Finding out you are insulin resistant doesn't mean much unless you understand what that implies, and how it effects your health.
Insulin resistance is an issue with hormone signaling in your body, and the bottom line is that if the condition is ignored, it can develop into metabolic syndrome, pre diabetes, and finally type 2 diabetes.
The insulin resistant condition is rooted in the metabolic effects of a high carb diet in combination with a lack of exercise. Weight gain is a symptom of insulin resistance, rather than a cause.
Carbohydrates are foods which contain either some form of sugar or starch, or both. For instance, orange juice is full of fructose, a type of sugar, and white potatoes contain large amounts of starch. Both types of carbohydrate are broken down in the body into glucose, a simple sugar, which your cells can use for energy to do all the things that cells do.
To control the flow of glucose in your body, your pancreas releases a powerful hormone called insulin.
Insulin acts to quickly remove the glucose from the bloodstream into your cells where it can be burned or stored. But there's a catch.
To get the glucose into the cells, the cell's glucose "storage tanks" have to be empty. This is logical when you think about it. Imagine what would happen if you tried to fill up your car's gas tank if it were already full.
And just like running a car burns up gasoline, when a person exercises, the glucose which is already in the glucose tanks get used.
Now there is room for insulin to push the glucose made from the last meal into the muscle cell for fuel. If a person exercises frequently, lots of carbohydrates can be eaten without impacting blood glucose levels very much.
The carbs instead act as a quick source of fuel. This is why professional athletes, who may exercise for 6 hours a day, are coached to eat a lot of carbohydrates.
For us regular folk who might sit at a desk 8 hours a day, any extra glucose which hasn't been utilized gets shunted off to the liver and be transformed and stored as body fat.

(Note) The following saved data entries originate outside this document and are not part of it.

PR #11313, opened 2026-04-24
chore(ci): update actions

muXxer:
# Description of change

I updated all actions and pinned them (manually checked) to their latest version.

`peaceiris/actions-gh-pages` still uses v20 unfortunately.

This will fix most of the node v20 deprecation warnings.

### DIFF
--- a/.github/actions/diffs/action.yml
+++ b/.github/actions/diffs/action.yml
@@ -35,7 +35,7 @@ outputs:
 runs:
   using: composite
   steps:
-    - uses: actions/checkout@eef61447b9ff4aafe5dcd4e0bbf5d482be7e7871 # v4.2.1
+    - uses: actions/checkout@de0fac2e4500dabe0009e67214ff5f5447ce83dd # v6.0.2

As you can now understand, when a regular person consumes a daily diet high in carbohydrates while avoiding exercise, excess glucose is created, and it still has no place to go. In response, the body releases more and more insulin to get the liver to metabolize the glucose into more fat for storage.
Eventually, the liver, muscles and fat tissue are so stuffed, they can't take any more. They put up a big stop sign to insulin, and the glucose is left in the blood stream with no place to go. The person's baseline blood sugars go up, their blood sugars stay high even when no food is eaten, and eventually the person is diagnosed as insulin resistant.
Some doctors diagnose the patient has having metabolic syndrome. Either way, the risk of developing pre diabetes or Type 2 diabetes now increases dramatically.
You can find out whether you have insulin resistance or prediabetes by checking out the symptoms on my pre diabetes symptoms list. If you have more than 3 or 4 of those symptoms, it might be time to make some dietary changes. And if you've been diagnosed as insulin resistant or as having metabolic syndrome, you can do something about it.
Use what you learn on my ketogenic diet plan page to lower the amount of carbohydrate that you eat in each meal. In addition, add a weekly or daily exercise program to your life. Even a simple exercise like walking several times a week can help reduce insulin resistance. For quicker results, look into high intensity interval training.
These changes really do work if you stick with them. I and several people I know have used a low carb, high fat diet to completely reverse not only insulin resistance and prediabetes, but the symptoms of Type 2 diabetes as well.
I'm not saying you can reverse severe metabolic issues overnight. You have to have patience. It took years to develop metabolic health issues, and it may take years to reverse the damage. However, every change you make will help you feel better, and starting today is great step toward better health.